Конечно же, ему надо было работать над собой (разве это можно в какой-то период прекратить?), расширять свое «культурное поле» — как же иначе! Человек взрослеет, узнает, познает… Что здесь такого небывалого? Нетрудно понять простую вещь: в шестнадцать лет Гилельс не мог быть шестидесятилетним. «Редко творческий путь артиста, — писал о Гилельсе известный критик Й. Кайзер, — проходит логичнее, последовательнее и плодотворнее соответственно различным периодам жизни». Точнейшее наблюдение! «Блажен, кто смолоду был молод», — сказал Пушкин. Гилельс таким и был: в шестнадцать лет — шестнадцатилетним. Пушкин продолжает: «Блажен, кто вовремя созрел». Это и произошло с Гилельсом — великим художником и музыкантом.
Итак, в мгновение ока став всесоюзной «достопримечательностью», Гилельс читает о себе и выслушивает несдерживаемые восторги, слова благодарности… Как он себя поведет дальше?
Послеконкурсные баталии вокруг Гилельса
Он отказывается от широчайших возможностей, открывшихся перед ним, отклоняет все предложения остаться в Москве и делает то, о чем сказал Сталину: уезжает в Одессу заканчивать консерваторию — к своей учительнице, которую любил и которой доверял; уезжает ради своего дела, ради того, что он считал насущно необходимым для себя. Этот путь — из столицы в провинцию — достоин комментариев и… восхищения. Какой поступок! Но наша критика не уделяет ему никакого внимания, — подумаешь, что тут такого…

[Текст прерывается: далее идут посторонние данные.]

PR #1530, opened 2023-10-30
Rename configNUMBER_OF_CORES to configNUM_CORES

### LINKED ISSUE #1526: Assertion error when calling cyw43_arch_init() in FreeRTOS
When I try to call `cyw43_arch_init()` in a FreeRTOS task I get the following error printed to the serial:
```
assertion "get_core_num() == async_context_core_num(cyw43_async_context)" failed: file "......../pico-sdk/src/rp2_common/pico_cyw43_driver/cyw43_driver.c", line 53, function: cyw43_irq_init
```
I have the code on my repo [here](https://github.com/ArcaEge/globe-radio/tree/28/10/2023), however it is in a bit of a mess so here's a cleaned up version of the main file:
```
#include "FreeRTOS.h"
#include <task.h>
#include "pico/cyw43_arch.h"
#include <stdio.h>
#include "pico/stdlib.h"

void wifiConnectTask(void *pvParameters) {
    if (cyw43_arch_init()) {
        printf("failed to initialise\n");
        return;
    }
    cyw43_arch_enable_sta_mode();
    printf("Connecting to Wi-Fi...\n");
    if (cyw43_arch_wifi_connect_timeout_ms(WIFI_SSID, WIFI_PASSWORD, CYW43_AUTH_WPA2_AES_PSK, 30000)) {
        printf("failed to connect.\n");
        exit(1);
    } else {
        printf("Connected.\n");
    }
    while (true) {
        vTaskDelay(500);
    }
}

int main() {
    stdio_init_all();

    TaskHandle_t wifiHandle;

    xTaskCreate(wifiConnectTask, "wifiConnect", configMINIMAL_STACK_SIZE, NULL, 1, &wifiHandle);

    // Note: tried with and without this line, no difference
    vTaskCoreAffinitySet(wifiHandle, 1);
    
    vTaskStartScheduler();

    while (true)
        vTaskDelay(500);

    cyw43_arch_deinit();
    return 0;
}
```
Possibly related to #1478?

In addition, I've tried this with both the master and develop branches of the SDK; it is broken with both of them.

peterharperuk:
The Freertos SMP branch has been merged into main with configNUM_CORES renamed to configNUMBER_OF_CORES

Fixes #1526

### DIFF
--- a/src/rp2_common/pico_async_context/async_context_freertos.c
+++ b/src/rp2_common/pico_async_context/async_context_freertos.c
@@ -12,7 +12,7 @@
 
 #include "semphr.h"
 
-#if configNUM_CORES > 1 && !defined(configUSE_CORE_AFFINITY)
+#if configNUMBER_OF_CORES > 1 && !defined(configUSE_CORE_AFFINITY)
 #error async_context_freertos requires configUSE_CORE_AFFINITY under SMP
 #endif
 
@@ -125,7 +125,7 @@ bool async_context_freertos_init(async_context_freertos_t *self, async_context_f
         async_context_deinit(&self->core);
         return false;
     }
-#if configNUM_CORES > 1
+#if configNUMBER_OF_CORES > 1
     UBaseType_t core_id = config->task_core_id;
     if (core_id == (UBaseType_t)-1) {
         core_id = portGET_CORE_ID();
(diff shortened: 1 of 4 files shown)


jaguilar:
It would be really great if this got merged. I just spent a bunch of time trying to get things working, only to figure out that it all wasn't working because the affinity set wasn't being updated since the pico SDK thinks that there is only one core (since it's looking at the wrong #define).

peterharperuk:
Fixed

PR #1539, opened 2023-11-08
rp2_common/pico_standard_link: linker script fixes

### LINKED ISSUE #1538: Linker script bug, generating invalid ELF files that confuse binutils
Due to the order of sections in the linker script, an ELF is generated with a strange layout, that confuses objcopy. This is easily solved by rearranging these sections.

Normally, objcopy is not used on ELF files within the pico-sdk, but there are cases where it is, such as when using the `picowota` firmware loader.

A pull request will follow.

thingsconnected:
The resulting elf binaries contained an unusual section that leads to an error when `objcopy` attempts to update a section (e.g. when using the picowota combined build mechanism).

This is due to the order of sections, where two `RAM` sections were separate by a `RAM AT>FLASH` section. The documentation of `ld` describes that the `AT>FLASH` is effectively "sticky", so that the next `RAM` section behaves as if `AT>FLASH` was specified (which is not intended). By moving the RAM-only sections together, this issue is solved.

Fixes #1538 (see this issue for a detailed analysis)

### DIFF
--- a/src/rp2_common/pico_standard_link/memmap_blocked_ram.ld
+++ b/src/rp2_common/pico_standard_link/memmap_blocked_ram.ld
@@ -117,8 +117,13 @@ SECTIONS
     __binary_info_end = .;
     . = ALIGN(4);
 
-   .ram_vector_table (NOLOAD): {
+    .ram_vector_table (NOLOAD): {
         *(.ram_vector_table)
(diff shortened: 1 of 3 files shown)


kilograham (approved):
Nice catch...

Итак, Гилельс снова дома, в Одессе. Он занимается, учит новые вещи и, конечно, после пережитых волнений, отдыхает — благо, подоспело лето. Как и следовало ожидать, с осени посыпались многочисленные предложения от концертных организаций: Гилельса ждали, хотели слышать и видеть — республики, столицы, города, поселки… И он много играет — до 20 концертов в год, — старается, по возможности, не отказывать… В гилельсовской литературе принято всячески осуждать этот период: нельзя было отрывать его от занятий, нужно было дать спокойно работать… Только с этой точки зрения все и рассматривается. Но разве артист — а каким пианистом был Гилельс в это время, мы знаем — не должен выступать, разве он не ощущает непреодолимой потребности играть, высказаться перед публикой, выйти на эстраду? Его можно лишить этого?! И разве концертирование не приносит опыта и, тем самым, пользы? Наконец, — прошу извинить за вторгшийся «низкий» мотив, — разве не нужно было зарабатывать на жизнь?! Конечно, если количество выступлений превышает все возможности, то теоретически вероятен и не только положительный результат. Как произошло с Гилельсом, мы сейчас увидим.